Exercise details
Transcribe exactly the lines that fall between the one holding "marker, DB fix" and the one holding "- Send BTC to receive address", inclusive, from the entries below.

··· Exercise material

PR #110, opened 2026-06-03
fix(android): show channel close payment as pending until on-chain confirmation

DevAnuragT:
## Problem

When a channel closes, the app immediately marks the channel_close payment as "completed". But the on-chain close transaction may still be unconfirmed in the mempool. The user sees "completed" when funds haven't actually arrived yet.

## Fix

- **User-initiated close:** Payment recorded as "pending", updated to "completed" once `lightningBalanceSats` drops to 0 (meaning the close TX settled on-chain). Home screen shows "Channel closing…" status.
- **Force-close by counterparty:** Payment recorded as "completed" immediately (no reliable way to track confirmation). Home screen shows "Channel closed".

Uses the existing `isChannelClosing` flag lifecycle to determine which case applies.

## Changes

- `android/app/src/main/java/com/stablechannels/app/AppState.kt`


toneloc (approved):
Hope this works.

PR #116, opened 2026-06-04
fix(android): gossip stripping, TLV marker, and isRunning state

DevAnuragT:
### Gossip Stripping
- Before building LDK node in `StabilityProcessingService`, strips `network_graph`, `scorer`, `node_metrics` from SQLite
- Reduces DB from ~10MB to ~30KB, preventing OOM on low-memory devices
- Matches iOS NSE behavior

### TLV Marker Alignment
- Changed stability keysend TLV from `emptyList()` to `listOf(1.toUByte())`
- Sends `[1]` marker byte matching iOS NSE format
- Ensures LSP can validate Android background payments

### Node Status Fix
- `NodeService.isRunning` changed from plain Boolean to `StateFlow<Boolean>`
- NodeView now updates reactively when node starts/stops
- Was showing "Stopped" even when node was running

### DB Schema Fix
- `loadChannelStateFromDB()` referenced non-existent `native_sats` column
- Removed from query, set to 0 in ChannelState

## Files Changed
- `StabilityProcessingService.kt` — gossip stripping, TLV marker, DB fix
- `NodeService.kt` — isRunning StateFlow
- `NodeView.kt` — reactive status display

### DIFF
--- a/android/app/src/main/java/com/stablechannels/app/push/StabilityProcessingService.kt
+++ b/android/app/src/main/java/com/stablechannels/app/push/StabilityProcessingService.kt
@@ -78,6 +78,10 @@ class StabilityProcessingService : Service() {
             return
         }
 
+        // Strip gossip from SQLite to avoid OOM in the foreground service.
+        // The NSE doesn't need gossip (it only routes to the LSP, a direct peer).
+        stripGossipFromDB(dataDir)
+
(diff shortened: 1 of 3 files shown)


toneloc:
Do we need the DB gossip stripping on Android?

toneloc:
Thanks. Let's try this out!

PR #118, opened 2026-06-06
feat(iOS): On-chain txid resolution

alienx5499:
## Summary

On-chain deposit resolution via Esplora polling. Close tx resolution via instant LDK API. Shared infrastructure: `ResilientEsploraClient`, `StaggeredTaskLauncher`, `TxidLinkStore`, and `DepositRecorder`. Crash-safe replay.

---

## Problem

- On-chain deposits had no explorer links
- Crash mid-resolution lost pending operations

## Solution

Esplora polling for deposit resolution. Crash-safe replay with shared infrastructure. Extracted testable components: `ResilientEsploraClient`, `StaggeredTaskLauncher`, `TxidLinkStore`, `DepositRecorder`.

---
## Video

https://github.com/user-attachments/assets/28df2ad5-c007-4f69-91e0-546707bbfaec

---

## Architecture Diagram
image

### Architecture Notes

- **ResilientEsploraClient** handles HTTP + jittered backoff + 1MB cap + 15-min budget
- **OnchainTxidResolver** handles receive-address polling for deposits
- **StaggeredTaskLauncher** ensures one task per opId with generation UUIDs
- **Crash-safe**: deposit resolver row written before payment row
- **Replay**: pending ops replayed on app launch

---

1. **On-chain Receive Resolution**
   - Send BTC to receive address
   - Watch `onchain_receive_resolutions` insert and resolve
   - Verify HomeView shows explorer link
   - Check payment row links via `resolution_id`

5. **Unknown Address Flow**
   - Send when no address known
   - Verify bare payment row created (no resolver)
   - HomeView shows pending row without link

6. **Receive Recovery**
   - Force-kill app during receive resolution
   - Relaunch and verify `replayPendingOnchainReceives()` resumes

······

Exercise result
- `StabilityProcessingService.kt` — gossip stripping, TLV marker, DB fix
- `NodeService.kt` — isRunning StateFlow
- `NodeView.kt` — reactive status display

### DIFF
--- a/android/app/src/main/java/com/stablechannels/app/push/StabilityProcessingService.kt
+++ b/android/app/src/main/java/com/stablechannels/app/push/StabilityProcessingService.kt
@@ -78,6 +78,10 @@ class StabilityProcessingService : Service() {
             return
         }
 
+        // Strip gossip from SQLite to avoid OOM in the foreground service.
+        // The NSE doesn't need gossip (it only routes to the LSP, a direct peer).
+        stripGossipFromDB(dataDir)
+
(diff shortened: 1 of 3 files shown)


toneloc:
Do we need the DB gossip stripping on Android?

toneloc:
Thanks. Let's try this out!

PR #118, opened 2026-06-06
feat(iOS): On-chain txid resolution

alienx5499:
## Summary

On-chain deposit resolution via Esplora polling. Close tx resolution via instant LDK API. Shared infrastructure: `ResilientEsploraClient`, `StaggeredTaskLauncher`, `TxidLinkStore`, and `DepositRecorder`. Crash-safe replay.

---

## Problem

- On-chain deposits had no explorer links
- Crash mid-resolution lost pending operations

## Solution

Esplora polling for deposit resolution. Crash-safe replay with shared infrastructure. Extracted testable components: `ResilientEsploraClient`, `StaggeredTaskLauncher`, `TxidLinkStore`, `DepositRecorder`.

---
## Video

https://github.com/user-attachments/assets/28df2ad5-c007-4f69-91e0-546707bbfaec

---

## Architecture Diagram
image

### Architecture Notes

- **ResilientEsploraClient** handles HTTP + jittered backoff + 1MB cap + 15-min budget
- **OnchainTxidResolver** handles receive-address polling for deposits
- **StaggeredTaskLauncher** ensures one task per opId with generation UUIDs
- **Crash-safe**: deposit resolver row written before payment row
- **Replay**: pending ops replayed on app launch

---

1. **On-chain Receive Resolution**
   - Send BTC to receive address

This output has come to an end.